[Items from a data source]

PR #1563, opened 2023-01-16
[fixed] Incorrect saw sprite on player join

### LINKED ISSUE #1378: Disabled Saw has a wrong sprite when joining an online server
## Description

Sometimes a Saw will look as though it is active but without animation.

## Reproduction

It seems this occurs when you join a server that has a disabled Saw.
The Saw will look active but not be animated at all.

Gingerbeard5773:
## Status

- **READY**

## Description

Resolves #1378 & Closes #1395 

The difference between this PR and #1395 is that the saws will also synchronize the saw blade's bloody state. Sync is also done just once instead of every tick.

## Steps to Test or Reproduce
1) Go onto a dedicated server.
2) Create a saw, jump in it to make it bloody, then turn it off.
3) Disconnect and then rejoin the server. With the applied fix, the saw should look exactly the same as before.

Note for reviewers:
Commit 1 is the necessary changes, Commit 2 has no functional change.


Gingerbeard5773:
failure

• PROBLEM DESCRIPTION: Where does "when" occur in the data? Copy each line that has it.

• ANSWER SPACE:
### LINKED ISSUE #1378: Disabled Saw has a wrong sprite when joining an online server
It seems this occurs when you join a server that has a disabled Saw.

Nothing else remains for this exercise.